# uk free sat tv



## coldhater 1 (Jul 28, 2010)

I am thinking of freesat for uk tv in torremolinos any help


----------



## jojo (Sep 20, 2007)

coldhater 1 said:


> I am thinking of freesat for uk tv in torremolinos any help



Apparently you just use your sky box without a card in it??????

Jo xxx


----------



## tommy77 (Nov 13, 2010)

Hi

I have recently found a company called MIVIEW. They offer UK and Finnish channels through their media player. I'm new to the forum so cannot post any links yet but I will try and reply shortly with the details.

Tommy




coldhater 1 said:


> I am thinking of freesat for uk tv in torremolinos any help


----------



## Stravinsky (Aug 12, 2007)

tommy77 said:


> Hi
> 
> I have recently found a company called MIVIEW. They offer UK and Finnish channels through their media player.
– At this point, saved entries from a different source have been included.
PR #376, opened 2025-11-07
is online?

cwillisf:
See also scratchfoundation/scratch-blocks#3412

### Proposed Changes

Add a new block to the Sensing category to detect whether or not the system is online (has an active Internet connection).

### Reason for Changes

Scratch users have discovered ways to check for online status, most commonly by repeatedly using the Translate extension. While I applaud the ingenuity, this approach generates excess load on the Translate infrastructure. Scratchers and the Scratch Team will all have a better time if we provide a direct way to check for online status.

I'm open to feedback, including:
- Should the label of the monitor be something other than `online`?
- I definitely think this block belongs in the Sensing category, but is this (just before username) the right place for it within the category?

### Test Coverage

Tested locally:
image

### DIFF
--- a/packages/scratch-gui/src/lib/make-toolbox-xml.js
+++ b/packages/scratch-gui/src/lib/make-toolbox-xml.js
@@ -5,7 +5,7 @@ const categorySeparator = '<sep gap="36"/>';
 
 const blockSeparator = '<sep gap="36"/>'; // At default scale, about 28px
 
- 
+
 const motion = function (isInitialSetup, isStage, targetId, colors) {
     const stageSelected = ScratchBlocks.ScratchMsgs.translate(
         'MOTION_STAGE_SELECTED',
@@ -513,6 +513,7 @@ const sensing = function (isInitialSetup, isStage, targetId, colors) {
         <block id="current" type="sensing_current"/>
         <block type="sensing_dayssince2000"/>
         ${blockSeparator}
+        <block id="online" type="sensing_online" />
         <block type="sensing_username"/>
         ${categorySeparator}
     </category>
@@ -736,7 +737,7 @@ const myBlocks = function (isInitialSetup, isStage, targetId, colors) {
     </category>
     `;
 };
- 
+
 
 const xmlOpen = '<xml style="display: none">';
 const xmlClose = '</xml>';
--- a/packages/scratch-gui/src/lib/opcode-labels.js
+++ b/packages/scratch-gui/src/lib/opcode-labels.js
@@ -68,6 +68,11 @@ const messages = defineMessages({
         description: 'Label for the loudness monitor when shown on the stage',
         id: 'gui.opcodeLabels.loudness'
     },
+    sensing_online: {
+        defaultMessage: 'online',
+        description: 'Label for the online status monitor when shown on the stage',
+        id: 'gui.opcodeLabels.online'
+    },
     sensing_username: {
         defaultMessage: 'username',
         description: 'Label for the username monitor when shown on the stage',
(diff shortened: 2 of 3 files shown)


CST1229:
> Should the label of the monitor be something other than online?

Honestly, I thought block monitors were always named directly after the block (so, `is online?`). But since that's not the case, `online` is also fine.

ampelectrecuted:
FINALLY a new block!

redspacecat:
This would be amazing! Mostly just because it's the first new block in a while (besides face sensing) but also it would be pretty useful.

KManolov3 (approved):
Looks good to me. Congrats on a new block! 🎉

ericrosenbaum:
I recommend changing both the wording on the block and in the monitor to just `online?`

cwillisf:
@ericrosenbaum, I've renamed the block to `online?`. That was a change in `scratch-blocks`, so it's not obvious here.

mrsrec:
> @ericrosenbaum, I've renamed the block to `online?`. That was a change in `scratch-blocks`, so it's not obvious here.

I still think the name is confusing. "online?" could mean whether the project has internet connectivity functionality, whether or not it's actively using them at that moment, or whether it's being run in the online editor vs. the offline editor. Something like "connected to internet?" would solve the third one, but not the first two. Maybe "internet available?", but I'm not sure.

The other thing is whether or not a block like this makes sense in the sensing category, as opposed to one of the extensions. To me it seems a bit out of place (generally anything relating to the internet is abstracted away there), but I can't think of any better place to put it, and an extension that only has one block wouldn't make sense.

mrsrec:
You did say in the OP you were open to feedback, but IDK if it' too late for that now.

CST1229:
> I still think the name is confusing. "online?" could mean whether the project has internet connectivity functionality, whether or not it's actively using them at that moment, or whether it's being run in the online editor vs. the offline editor. Something like "connected to internet?" would solve the third one, but not the first two. Maybe "internet available?", but I'm not sure.

there's also another possible interpretation, "is [a user, possibly the creator of the project] currently online on the Scratch website?" (so like, a person might try to use the "is online?" block to make a project that shows if they're online on the website or not). though "online?" does probably have a lower chance of users interpreting it that way than "is online?", and the two names you suggested don't have that possibility at all

ampelectrecuted:
also the old name certainly rings a bell to a certain browser extension from 2017

SpinningCube:
If I understand correctly, this block would be most useful for projects using Translate or Text to Speech (and potentially all the Scratch Link extensions but I don't understand how those work). I see similar functionality being potentially useful for cloud variables as well, but for cloud variables one would also want to check whether the cloud variables are online / the user is a new scratcher. But I wonder if it would be more useful for each extension to have its own boolean for availability (cloud variables too), in the albeit unlikely case that a specific service is offline.

rosics-code:
@cwillisf What if we could also detect if a user is online on Scratch?

CST1229:
> What if we could also detect if a user is online on Scratch?

isn't that a rejected suggestion
<sup>(self-marked as off-topic)</sup>

rosics-code:
> > What if we could also detect if a user is online on Scratch?
> 
> isn't that a rejected suggestion (self-marked as off-topic)

I mean, it’s not like rejected suggestions are a stop for these types of suggestions. ST can un reject a suggestion.

redspacecat:
Is this going to be added sometime?

cwillisf:
Thanks for the feedback, everyone! I'm moving forward with this as is, though there are a few more steps before it's released, so it's still possible there will be further changes.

I'm new to the forum so cannot post any links yet but I will try and reply shortly with the details.
> 
> Tommy


Thanks tommy, but thats only if it's a personal recommendation


----------



## sat (Jul 20, 2008)

Freesat is a brand name for a receiver and EPG programme guide.
A Freesat box will get the same channels as a sky box with no card, or a gebneric FTA receiver off the shelf.
But a Freesat box or Sky box will have the advantage of the 7 day full programme guide.
If you need a 2.4m dish in your area for some FTA UK TV channels on a sky box then you wil still need a 2.4m dish for the same channels on a freesat box.


----------



## jimenato (Nov 21, 2009)

sat said:


> Freesat is a brand name for a receiver and EPG programme guide.
> A Freesat box will get the same channels as a sky box with no card, or a gebneric FTA receiver off the shelf.
> But a Freesat box or Sky box will have the advantage of the 7 day full programme guide.
> If you need a 2.4m dish in your area for some FTA UK TV channels on a sky box then you wil still need a 2.4m dish for the same channels on a freesat box.


A 1.8 metre dish should suffice in Torry.


----------